Impact of centralisation of fiscal measures

  • Deepened inequality:
    • The poorest half of the population has less than 6% of the wealth while the top 10% nearly grab two-third of it’ (World Inequality Report)
  • Autonomy of states being curbed: By turning States into mere implementing agencies of the Union’s schemes, their autonomy has been curbed. It also undermines the electorally mandated democratic politics of States.
  • Depletion of state’s resources: The diversion of a State’s own funds to centrally sponsored schemes, thereby depleting resources for its own schemes, violates a constitutional provision.
    • It only impedes States from charting their own autonomous path of development.
  • Lower tax to GDP ratio: India has a poor record of taxing its rich. Its tax-GDP ratio has been one of the lowest in the world — 17% which is well below the average ratios of emerging market economies and OECD countries’ about 21% and 34%, respectively.
  • Biasedness towards Indian elites: Pavithra Suryanarayan, a political scientist at the London School of Economics, demonstrates that the Indian elites historically undermined fiscal capacity as they felt threatened by the political equality offered by the one person-one vote system.
  • Regressive indirect tax: The hollowing out of fiscal capacity continued for decades after Independence, resulting in one of the lowest tax bases built on a regressive indirect taxation system in the world.
  • Not adequate financial powers with states lead to
    • Vertical Fiscal Imbalance: State’s capacity to augment its revenue is estimated to be just 37.5% (average).
    • Horizontal Fiscal Imbalance:  Inequality in Fiscal health of states e.g.
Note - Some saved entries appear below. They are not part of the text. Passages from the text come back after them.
PR #688, opened 2025-12-22
Make Handle use a raw pointer instead of an immutable borrow.

jdm:
This ensures that the moving GC cannot trigger UB if we read the value from a handle, move the value it refers to, then read from it again. HandleMut already uses a similar construction.

Fixes the behaviour observed in https://github.com/servo/servo/issues/41190.

### DIFF
--- a/mozjs/src/gc/root.rs
+++ b/mozjs/src/gc/root.rs
@@ -39,7 +39,8 @@ impl<'a, T: 'a + RootKind> RootedGuard<'a, T> {
     }
 
     pub fn handle(&'a self) -> Handle<'a, T> {
-        Handle::new(&self)
+        // SAFETY: A root is a marked location.
+        unsafe { Handle::from_marked_location(self.as_ptr()) }
     }
 
     pub fn handle_mut(&mut self) -> MutableHandle<T> {
@@ -157,15 +158,11 @@ impl<'a, T> Handle<'a, T> {
         unsafe { *self.ptr }
     }
 
-    pub(crate) fn new(ptr: &'a T) -> Self {
+    pub unsafe fn from_marked_location(ptr: *const T) -> Self {
         Handle {
             ptr,
             _phantom: PhantomData,
         }
-    }
-
-    pub unsafe fn from_marked_location(ptr: *const T) -> Self {
-        Handle::new(&*ptr)
     }
 
     pub unsafe fn from_raw(handle: RawHandle<T>) -> Self {
@@ -210,8 +207,9 @@ impl<'a, T> MutableHandle<'a, T> {
         MutableHandle::from_marked_location(handle.ptr)
     }
 
-    pub fn handle(&self) -> Handle<T> {
-        unsafe { Handle::new(&*self.ptr) }
+    pub fn handle(&self) -> Handle<'a, T> {
+        // SAFETY: This mutable handle was already derived from a marked location.
+        unsafe { Handle::from_marked_location(self.ptr) }
     }
 
     pub(crate) fn new(ptr: &'a mut T) -> Self {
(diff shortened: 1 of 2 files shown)


mozjs/src/gc/root.rs
sagudev: I have something similar locally, when I was debugging for https://github.com/servo/mozjs/pull/680 and from what I recall there are some more places that we do &* hop that we should probably remove (like the one above). I will try to recover the local commit later today.

mozjs/src/gc/root.rs
```diff
@@ -153,11 +154,14 @@ impl<'a, T> Handle<'a, T> {
     where
         T: Copy,
     {
-        *self.ptr
+        unsafe { *self.ptr }
     }
 
     pub(crate) fn new(ptr: &'a T) -> Self {
```
gmorenz: Leaving this function signature alone is suspicious. If ptr is being made from an `&T` we can't write through it (according to the memory models) and we presumably end up with the same issue at a distance.

mozjs/src/gc/root.rs
sagudev: I just checked and the only thing missing is this:

```suggestion
        Self {
            ptr,
            anchor: PhantomData,
        }
```

mozjs/src/gc/root.rs
sagudev: I think this is ok for immutable handle, that will live for lifetime of `'a`.

simonwuelker:
Would it make sense to use `NonNull<T>` instead of `*const T` here? That way things like `Option<Handle<T>>` can still use the niche value optimization.

sagudev:
> Probably, but since we're currently only building our handles from `&T`s (which are `NonNull`) and SM only modifies the things the handles point to, not the handles themselves, I think we should be free to do this optimization.

You can also build handles from raw marked location (where location is potentially null ptr) and in cases where handle is returned from SM, this might matter, so we would potentionally need to start using `Option<Handle>` in many more places. With that being said I am not opposed to using more NonZero in mozjs, it's just that we currently have bigger problems to worry about.

mozjs/src/gc/root.rs
gmorenz: Technically I think you're right, since by having a `&'a T` we've already theoretically guaranteed that the GC won't modify `T` for the duration of `'a`... 

But I don't think we ever actually use this function properly - like that. Instead we're using it with manufactured references with fake lifetimes to create `Handle` types that have lifetimes that extend over GC pauses. And the pointers we create like this effectively inherit the restrictions of the shared references - i.e. the following is undefined behaviour in both stack-borrows and tree-borrows:

```rust
fn main() {
    unsafe { 
        let mut rooted = 0i32;
        let root = &mut rooted as *mut i32;
        let shared = (&*root) as *const i32;
        
        // Do gc:
        *root = 1;
        
        // This is undefined behavior
        *shared;
    }
}
```

sagudev: Uf yes, I was thinking of servo dom objects. This method is used for rooting, but we should just use ptrs directly and avoid converting them to reference at all.

One thing I also discovered in https://github.com/servo/mozjs/pull/680 is that `_: * const _ = &* _` is dangerous, as we create ref (that needs to uphold aliasing rules) just to get a ptr. We should instead use `&raw`. I think I read this somewhere at miri repo, but the closest I find are https://github.com/rust-lang/rust/issues/73987 and https://github.com/rust-lang/rust/issues/99437

gmorenz:
> You can also build handles from raw marked location (where location is potentially null ptr)

If this actually happens it seems like a significant problem. Both `MutableHandle::from_marked_location` (which I thought was sound at this point) and `Handle::from_marked_location` implicitly assume it's not null by converting to a reference. And while we could fix that we provide methods like `MutableHandle::get/set` and `Deref` and so on that allow reading and writing through these pointers which assumes that they aren't null.

jdm:
Yeah, I think we're conflating a Handle to a pointer type that can be null (like a `Handle<*must JSObject>`) with the pointer that the Handle holds. The value that Handle stores a pointer to can be a null pointer, but the pointer inside the Handle will never be null.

Bihar can generate revenue for just 37.6% of their expenditure while Haryana can do so for 82.6%.
    • Imbalances after Liberalization:  Market-based reform generated more inequality due to unequal capacity among states for infrastructure development.

 

Steps that need to be taken:

  • 15th FC recommended:
    • Financial Rationalization of CSS and Central outlays in consultation with the state government.
    • GST Council and the Finance Commission working need to be coordinated to optimize revenue targets
    • Giving Permanent status to Finance Commission
    • Relook at the 7th schedule: Re-examination of entries of List I and List III as per changes in the polity, technology, and aspirations of society.
    • Effective devolution of funds to local bodies through measures like more taxation powers, reforming the functioning of state finance commissions
  • 14th  Finance  Commission:The  transfers  from  the  Union  to  the  States (outside  the recommendations of the Finance Commission), should be ideally under the aegis of the Inter-State Council
  • Recommendations of Punchi Commission (2007) for better Centre-State fiscal relations
    • Minimizing discretionary transfers, particularly those channelled through CSS.
    • Expenditure liabilities on States for implementation of Central legislation should be fully borne by the Central Government.
    • Ceiling  on  professional  tax  should  be  completely  done  away
    • State-specific targets of fiscal deficit in the FRBM legislation of States.
  • Reviving institutions like the Inter-State Council after the abolition of the planning commission- will rebuild institutional capital. Also, increasing political capital through institutions like the Chief Minister’s conference will help bridge the trust deficit.
  • The TOR can be made a joint exercise rather than a top-down exercise by the union government.

 

Conclusion:

In sum, India’s fiscal federalism driven by political centralisation has deepened socio-economic inequality, belying the dreams of the founding fathers who saw a cure for such inequities in planning.

Thus only a buoyant tax system by increasing tax compliance and reviewing GST continuously can ease the battle for resources in our federal system. Also, mechanisms like the GST council will help nudge from competition to coordination over control of resources between union and states and minimize the mistrust that has grown in recent years.